Después de la declaración de 1948, se elaboró el resto de documentos
(pactos, convenciones, tratados, etc.) que la complementan, creándose los sistemas de protección dizque “universales” y “regionales”, con los que la jaula de hierro se consolidó y perfeccionó a tal nivel que pocas personas, gobiernos, ONG, etc., se atreven a dudar de que haya vida política fuera de la ONU, o que haga falta rehacer dicha declaración después de 68 años de su probación, lo que la consagra como el manifiesto imperialista más influyente del siglo 20 y lo que va del 21.
Podríamos concluir afirmando: decir derechos humanos es decir
injerencia imperialista, unas veces sutil y muchas otras cruda y dura, como lo demuestra la historia de las relaciones de Estados Unidos con América Latina durante el siglo 20 y lo que va del 21, pero, queremos profundizar un poco más.

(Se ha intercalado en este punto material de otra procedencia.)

PR #2576, opened 2020-12-22
Helm chart/v1

Scizoo88:
Added a very basic implementation of a helm chart. There are not many configuration options at the moment for this chart. But it's a good starting point if you want to run ZenBot in a Kubernetes environment.

### DIFF
--- a/.gitignore
+++ b/.gitignore
@@ -41,3 +41,4 @@ gen.*.sh
 scripts/auto_backtester/backtesting_*.csv
 database/*
 .vscode/
+helm/zenbot/charts/*
--- a/helm/zenbot/.helmignore
+++ b/helm/zenbot/.helmignore
@@ -1,0 +1,23 @@
+# Patterns to ignore when building packages.
+# This supports shell glob matching, relative path matching, and
+# negation (prefixed with !). Only one pattern per line.
+.DS_Store
+# Common VCS dirs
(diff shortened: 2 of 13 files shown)


xunholy:
@Scizoo88 thanks for putting in the effort to construct this helm chart, I took some time to give it a try and found a few issues with connecting to the MongoDB instance with auth and then an error due to a type error, may I ask if this was ever tested/working for you previously?

Scizoo88:
@xUnholy Hi, sure I run this helm chart on my RKE cluster at home. Did you put in the correct values in the values.yaml file?

xunholy:
What is your current installation method using your configuration?

I attempted to manually hydrate the manifests and apply them and i used the config.js that came with the latest version of zenbot.

Scizoo88:
@xUnholy I can post an detailed how-to on weekend. I see that in the values.yaml file, there is a  wrong Docker image configured, this was an alternative test from another repository and it seems that I didn't remove it, sorry. Can you test it with the official Image "deviavir/zenbot:latest"? I guess this is the problem why the config.js does not work.

djjudas21:
I was considering writing a Helm chart for Zenbot, so I'm pleased to see this. If I get some time this weekend I'll have a look at this and see if we can get it merge-able :+1:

Desde nuestro punto de vista crítico, la política exterior estadounidense
en derechos humanos no se debe a una concepción pragmática que lo lleva a utilizar un doble rasero en su evaluación de los otros países en dicha materia, por lo que aprueba a unos y reprueba a otros de acuerdo a sus intereses circunstanciales. Su maniqueísmo no es pragmático es fundamentalista. Obedece a una concepción fundamentalista cristiana, ultraconservadora y ultraliberal de la “esencia humana”, por lo tanto, cuando el gobierno gringo le declara la guerra a un “gobierno violador de los derechos humanos”, tiene en mente un escenario de lucha mortal contra el mal que pervierte los valores constitutivos de dicha esencia: la libertad individual, la igualdad ante la ley, la propiedad privada, la democracia representativa, etc., y por eso le importa poco dejar caer toneladas de bombas y misiles sobre pueblos indefensos militarmente: porque al mal hay que eliminarlo de raíz.
La base principista y programática de la política injerencista de Estados
Unidos sigue estando en los 30 artículos de la Declaración Universal de Derechos Humanos, de 1948, cuyo postulado sobrentendido reza: acéptense y cúmplase con estos derechos o aténganse a las consecuencias… Cualquier parecido con el “Requerimiento” leído por los conquistadores españoles a los pueblos originarios de Abya Yala antes de masacrarlos por desobedecer o desconocer el mensaje de salvación cristiana que ellos le traían, es pura rutina imperialista.